Selection and Application of Environmentally Friendly Equipment for Laboratories

During experiments, certain toxic and harmful gases, wastewater, and solid waste will be generated. To avoid affecting the surrounding environment, targeted strategies are needed to address this issue.

1. Solid Waste Disposal Plan

Laboratory solid waste includes toxic solid waste, non-toxic solid waste, and sharp waste.

(1) Toxic Solid Waste Disposal Plan

Toxic solids mainly refer to various packaging of toxic reagents, reagent bottles, and all items that have come into contact with toxic reagents, such as containers, gels, and gloves.

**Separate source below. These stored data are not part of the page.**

PR #26245, opened 2023-06-15
docs: Upgrade Note For Deny Policy Fix

nathanjsweet:


Documentation/operations/upgrade.rst
```diff
@@ -333,6 +333,12 @@ Annotations:
   Egress rules in CiliumNetworkPolicy CRD. The old attribute name is no longer supported,
   please update your CiliumNetworkPolicy CRD accordingly. Also applicable values for this
   attribute are changed to ``disabled``, ``required`` and ``test-always-fail``.
+* Deny policies are now stable because of a fix to Cilium's internal CIDR policy
+  enforcement logic. Previously, a CIDR-based allow-policy would always allow traffic,
+  even if there was CIDR-based deny-policy in place that should have overridden it. Please
+  check all of your CIDR-based deny and allow policies to ensure that your cluster is not
+  accidentally relying on an allow-policy that should not work and will no longer work
+  after upgrading to 1.14.
```
joestringer: I understand what this text "Please check ..." is trying to communicate to the user, but I highly doubt that most users will be able to interpret this and take action. :thinking: 

Historically if we wanted to provide a more comprehensive explanation, we may add a section near the bottom that shares more detail: https://docs.cilium.io/en/stable/operations/upgrade/#advanced .

What I'm thinking about is something like two examples, "Here's an example policy that is too broad: ...", "On Cilium 1.14 or later, the following should accurately allow the traffic: ...".

zacharysarah: I agree with @joestringer that users need more information about how specifically to verify that their allow/deny policies work as intended. If there's content that already provides this, let's link to it here. If not, let's add that content and determine where the best place for it to live might be, whether on this page or in the upgrade guide linked by Joe. My preference is for the latter.

Edits for clarity, hyphen nit, use clear, plain language
```suggestion
* Due to a fix to Cilium's internal CIDR policy enforcement logic in v1.14, deny policies are now stable.
  Previously, a CIDR-based allow policy allowed all traffic,
  even if there was a CIDR-based deny policy to deny traffic.
  
  Verify that all of your CIDR-based deny and allow policies work as intended, so that your cluster does not
  accidentally rely on an overly permissive allow policy that will not work
  after upgrading to 1.14.
```

zacharysarah (changes requested):
@nathanjsweet Good start! Some edits for clarity, and see my concurrence with @joestringer about what else this PR requires.

joestringer (approved):

Documentation/operations/upgrade.rst
```diff
@@ -342,6 +342,40 @@ Annotations:
   to prevent the possibility of connectivity disruptions. Note: this issue does not
   affect setups using a persistent etcd cluster instead of the ephemeral one bundled
   with the *clustermesh-apiserver*.
+* Deny policies now always take precedence over allow policies. Previously, a CIDR-based
+  allow policy would always allow traffic, even if there was an overlapping CIDR-based deny policy
+  to deny the same traffic. Now, the CIDR-based deny policy will drop traffic when there is
```
zacharysarah: use present tense
```suggestion
  to deny the same traffic. Now, a CIDR-based deny policy drops traffic when there is
```

Documentation/operations/upgrade.rst
```diff
@@ -342,6 +342,40 @@ Annotations:
...
+  an allow policy for the same traffic. Verify that all of your CIDR-based deny and allow policies work
+  as intended. The following example shows an allow policy that would previously allow
+  all egress traffic to ``20.1.1.1`` for its selector, but that traffic will now be dropped
+  by the deny policy:
```
zacharysarah: Break this into a new paragraph
```suggestion
  an allow policy for the same traffic.
  
  Verify that all of your CIDR-based deny and allow policies work
  as intended. The following example shows an allow policy that would previously allow
  all egress traffic to ``20.1.1.1`` for its selector, but for which a deny policy now halts traffic:
```

zacharysarah (changes requested):
Some small nits

zacharysarah (approved):
🚀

Toxic solid waste is stored in dedicated sealed containers, temporarily stored in the waste storage room, and regularly disposed of by qualified units.

(2) Non-toxic Solid Waste Disposal Plan

Non-toxic solid waste refers to general waste and harmless waste generated during experiments, such as waste paper and gloves, as well as laboratory waste that can be safely discarded after disinfection and sterilization.

Harmless solid waste is stored in designated trash cans, collected regularly by designated personnel and transported to the temporary waste storage point, and then uniformly transported and processed by the municipal sanitation department.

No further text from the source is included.